Gedaliah empezó a comer hombres desde muy temprano en la vida.
Muy rápido aprendió a extrañar la carne humana cuando no la tenía, y a devorarla con premura en épocas más espléndidas. La primera vez que lo hizo, la noche era tan azul, esférica, más parecía un producto de la imaginación, que la realidad.
Su padre le enseñó todo lo que había que saber acerca de la antropofagia. Cómo destazar el cadáver, qué partes escoger. Le mostró como agotar el sarro de los huesos.
¡El padre comía con fruición!
Baruch: así se llamaba el padre.
Baruch se hizo caníbal por necesidad. Verán: se extravió en el desierto, cierto día/noche de tempestad.
Llevaba cuatro días (y medio) sin comer.
La sed era una mediamuerte.
Estaba como borracho.
A lo lejos, un hombre (un hombre áspero, un hombre deshabitado) se fue acercando.

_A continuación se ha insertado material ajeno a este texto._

PR #872, opened 2022-12-14
Updating Sherwood Number Calculation

### LINKED ISSUE #867: Support additional Sherwood number calculation
### Description

Add recently published relationship for sherwood number calculation: https://doi.org/10.1016/j.seppur.2022.122121

### Motivation

NAWI funded a project to analyze concentration polarization and they found that the sherwood number calculation we use from Guillen and Hoek (2009) can be pretty inaccurate. This NAWI project came up with another correlation and it would be good to add it as an option, or potentially replace Guillen and Hoek's relationship.

### Possible Implementation

- Replace the Sherwood number calculation in the membrane channel class
- Or add a configuration argument where users can select which relationship they want to use

### Additional Context

This new Sherwood number calculation includes another variable (distance from the RO module entrance), it may make the model harder to solve. We should assess the stability of this formulation.

MarcusHolly:
## Fixes/Resolves:

Issue #867 

## Summary/Motivation:
Replace the Guillen and Hoek (2009) sherwood number relationship with NAWI's new relationship in  https://doi.org/10.1016/j.seppur.2022.122121

### Legal Acknowledgement


MarcusHolly:
There is a failure with the lssro paper analysis... I believe that one of the following is the issue:

1.) My implementation of the config arguments for the sherwood_number_eq in the membrane_channel_base is not correct

2.) My implementation in the membrane_channel_base is correct, but I'm not actually applying the old sherwood equation to the lssro file, so the test_lssro_paper_analysis is failing because the new sherwood equation is causing the degree of freedom check to fail (would need to specify channel_length, which is the new variable added to the sherwood equation)

MarcusHolly:
Two issues with this PR:

1.) One of the tests are failing only for linux, and I'm not sure why the linux values are slightly offset from the windows values. The solution is probably to adjust scaling somewhere...

2.) I don't see why so many values are changing in the lssro paper analysis baselines since these files use the old sherwood number relationship, so I would assume that nothing should change. This might be because I needed to specify the channel length for the RO unit model in the lssro.py, but this variable is only used to compute the new sherwood number relationship and should have little/no effect on the other results. Alternatively, it might be the case that the new sherwood number relationship is being applied behind the scenes rather than the old one...

watertap/core/membrane_channel_base.py
```diff
@@ -580,6 +627,14 @@ def _add_calculated_pressure_change_mass_transfer_components(self):
...
         )
 
+        self.channel_length = Var(
+            initialize=1,
+            bounds=(1e-2, 1e2),
+            domain=NonNegativeReals,
+            units=units_meta("length"),
+            doc="membrane-channel length",
+        )
+
```
bknueven: We already define `length` -- this seems redundant.

watertap/core/membrane_channel_base.py
```diff
@@ -74,6 +74,16 @@ class PressureChangeType(Enum):
...
 
 
+class SherwoodNumberEq(Enum):
+    """
+    new: Sherwood number relationship depicted in https://doi.org/10.1016/j.seppur.2022.122121v
+    old: Sherwood number relationship depicted in Guillen and Hoek (2009)
+    """
+
+    new = auto()
+    old = auto()
```
bknueven: We should think about better names.

watertap/core/membrane_channel_base.py
```diff
@@ -74,6 +74,16 @@ class PressureChangeType(Enum):
     calculated = auto()
 
 
+class SherwoodNumberEq(Enum):
+    """
+    new: Sherwood number relationship depicted in https://doi.org/10.1016/j.seppur.2022.122121v
```
bknueven: Maybe say eq. (18) here?

watertap/core/membrane_channel_base.py
```diff
@@ -519,17 +551,32 @@ def eq_K(b, t, x, j):
...
+            @self.Constraint(
+                self.flowsheet().config.time,
+                self.length_domain,
+                self.config.property_package.solute_set,
+                doc="Sherwood number",
             )
+            def eq_N_Sh_comp(b, t, x, j):
+                return b.N_Sh_comp[t, x, j] == 2.401 * (
+                    (b.N_Re[t, x] * b.N_Sc_comp[t, x, j]) ** 0.297
+                ) * ((b.channel_length / b.dh) ** -0.279)
```
bknueven: Reading the original source, it seems like _x_ is the current position *in* the channel. So `length` should be multiplied by `x` here, I think. Probably also need to consider the backwards case carefully.

@adam-a-a thoughts?

watertap/core/membrane_channel_base.py
```diff
@@ -519,17 +551,32 @@ def eq_K(b, t, x, j):
...
-            self.config.property_package.solute_set,
-            doc="Sherwood number",
-        )
-        def eq_N_Sh_comp(b, t, x, j):
-            return (
-                b.N_Sh_comp[t, x, j]
-                == 0.46 * (b.N_Re[t, x] * b.N_Sc_comp[t, x, j]) ** 0.36
+        if sherwood_number_eq == SherwoodNumberEq.new:
+
+            @self.Constraint(
```
bknueven, line 576: I'm a bit baffled that this doesn't show as covered. Let me try merging in `main`...

bknueven (changes requested):
I have a few comments. Mainly:
1. I think we're defining `length` twice for the channel. Maybe in a separate PR we should rename `channel_height` to just `height` for consistency
2. `new` and `old` are non-descriptive names. We should find better ones
3. I think we need to consider `x` in the calculation. If the direction of flow is "backwards" it may need to be substituted for `(1-x)`

I'd like @adam-a-a to weigh in for domain expertise.

watertap/core/membrane_channel_base.py
bknueven: We need to pass the `sherwood_number_eq` option into this function from the unit model. That's why this line is not covered.

watertap/core/membrane_channel_base.py
```diff
@@ -449,8 +485,17 @@ def eq_cp_modulus(b, t, x, j):
...
+                SherwoodNumberEq.length_dependent,
+                SherwoodNumberEq.length_independent,
+            ):
+                raise ConfigurationError(
+                    f"Unrecognized sherwood_number_eq {sherwood_number_eq}"
+                )
+
             if mass_transfer_coefficient == MassTransferCoefficient.calculated:
                 self._add_calculated_mass_transfer_coefficient()
+                self._add_sherwood_number()
```
MarcusHolly: @bknueven Do I need to pass in the sherwood number like this or can I just set it like `sherwood_number_eq=SherwoodNumberEq.length_independent` and get rid of the _add_sherwood_number function?

Either way, is it still necessary to keep the `sherwood_number_eq=SherwoodNumberEq.length_independent` in the add_calculated_mass_transfer_coefficient (line 527)?

bknueven: You don't need to have an `_add_sherwood_number` method. You just need to pass the value of `sherwood_number_eq` into `_add_calculated_mass_transfer_coefficient` and add the appropriate sherwood number equation there (like you were doing before).

watertap/unit_models/tests/test_osmotically_assisted_reverse_osmosis_0D.py
```diff
@@ -56,6 +56,7 @@
     MassTransferCoefficient,
     PressureChangeType,
 )
+from watertap.core.membrane_channel_base import SherwoodNumberEq
```
bknueven: Should we add the `SherwoodNumberEq` to watertap/core/\_\_init\_\_.py (like `PressureChangeType`)?

watertap/core/membrane_channel_base.py
```diff
@@ -519,16 +562,36 @@ def eq_K(b, t, x, j):
...
+            @self.Constraint(
+                self.flowsheet().config.time,
+                self.length_domain,
+                self.config.property_package.solute_set,
+                doc="Sherwood number",
+            )
+            def eq_N_Sh_comp_length_dependent(b, t, x, j):
+                return b.N_Sh_comp[t, x, j] == 2.401 * (
+                    (b.N_Re[t, x] * b.N_Sc_comp[t, x, j]) ** 0.297
+                ) * ((b.length / b.dh) ** -0.279)
```
bknueven: I still have the same concern as before: https://github.com/watertap-org/watertap/pull/872#discussion_r1082782345.

Here is the equation in the reference (https://www.sciencedirect.com/science/article/pii/S1383586622016768)
Screenshot 2023-02-01 at 8 43 19 AM

In the Nomenclature section the channel length is represented by _L_. So I think _x_ here is the "location along the membrane", e.g., `x`. Unfortunately this isn't stated in the nomenclature, but is at the bottom left on page 4:
Screenshot 2023-02-01 at 8 50 10 AM

Further, if my supposition is correct and we need to change this equation, then we need to carefully consider the "backwards" case, e.g., when `x` starts at `1` and goes to `0`.

bknueven (commented):
@adam-a-a we could use your expertise to vet the implementation of the length-dependent Sherwood number.

watertap/core/membrane_channel_base.py
adam-a-a: @bknueven I'm confused about this for the backwards case because the Sherwood number is not the only length-dependent variable. Would we then need to revisit the local friction factor and other length-dependent variables in the backwards case? Maybe it's only a concern here because x is actually in the constraint, unlike (most of?) our other length-dependent variables. 

In any case, @MarcusHolly instead of `b.length` in the numerator, it should probably be something like `x * b.length` since x will be some value in the normalized length domain (0 to 1) and multiplying by length would yield the actual location. We can discuss today during our group call.

bknueven: > Maybe it's only a concern here because x is actually in the constraint, unlike (most of?) our other length-dependent variables. 

I think this is correct, but it's probably worth double checking to make sure it's the only one that would explicitly have `x` in the constraint.

bknueven:
```suggestion
            def eq_N_Sh_comp_length_dependent(b, t, x, j):
                if b.flow_direction == FlowDirection.forward:
                    x_ = x
                else:
                    x_ = (1-x)
                if x_ == 0:
                    return Constraint.skip
                return b.N_Sh_comp[t, x, j] == 2.401 * (
                    (b.N_Re[t, x] * b.N_Sc_comp[t, x, j]) ** 0.297
                ) * (((x_ / b.length) / b.dh) ** -0.279)
```

adam-a-a:
@zacharybinger This PR may be of interest to you. We left this alone for a while, and I am leaning towards closing this draft, but the intended change is relevant to some of the mods we might be bringing in for RO. Ultimately, we were trying to bring in a new Sherwood correlation based on a recent CFD study supported through NAWI. From rough recollection, this difficulty came down to 0D vs 1D cases and how to treat `x` in the correlation (x being the location at some length of the module). Specifically, I seem to recall the inlet (x=0) for 0D formulation being the issue. We had ideas on how to address but never settled on/implemented a final solution.

Just want to put this on your radar before I close it.

adam-a-a:
While we would still be interested in incorporating this correlation, this draft has been around for some time. We can reopen a new PR whenever we get around to attacking this issue again.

Baruch pretendió estar muerto. El hombre registró a Baruch, en busca de pertenencias. Y entonces Baruch lo mató; un acto veloz, irracional. Para su fortuna, el hombre llevaba agua consigo, que Baruch bebió como sangre. Luego hizo un gran fuego, y allí mismo cocinó al hombre. Por el procedimiento del llanto (un llanto convulso, un llanto sin lágrimas) dio gracias a Dios.
Luego, adquirió la costumbre de matar a peregrinos solitarios, semiconvencido de que la carne humana era un regalo divino.
Era un hombre feliz. No en el sentido de que sabía lo que estaba haciendo, pero era un hombre que reía a veces, como ríen los subnormales.
Aprendió a discernir las diferencias entre el sabor de un hombre de una tribu y otra, de una comunidad y otra. Hablaba primero con sus víctimas, con cierta labia enigmática. Luego, asesinaba. Así aprendió a hacerlo también su hijo Gedaliah, que era un aprendiz muy listo.
Gedaliah era hijo de una ramera famosa. Baruch la conoció en una feria. Ella se dejó poseer sin saber por qué: sin cobrar. Baruch llegó a amarla. La quiso tanto que se mudó a Galilea, y renunció por un año o dos a su dieta del desierto. Nació Gedaliah. Gedaliah tenía dos ojos claros, inquebrantables.
Cierto día, la ramera entró a la casa que ambos habitaban. Había un silencio inusual. Baruch estaba engullendo a una adolescente. La ramera retrocedió espantada; prometió cambiar ante Dios en ese mismo instante.
Baruch sintió la vergüenza crecer en su interior, como una marea de putrefacciones. Se levantó, tomó de la mano al pequeño Gedaliah, salió para no volver. Estaba desesperado.
Gedaliah aprendió las maneras del desierto.
Olvidó a su madre.
Gedaliah se hizo uno con la arena.
Baruch le enseñó a comer carne humana, carne repentina y humana, le enseño a gozarla en libertad, sin la mirada obscena de la Ramera.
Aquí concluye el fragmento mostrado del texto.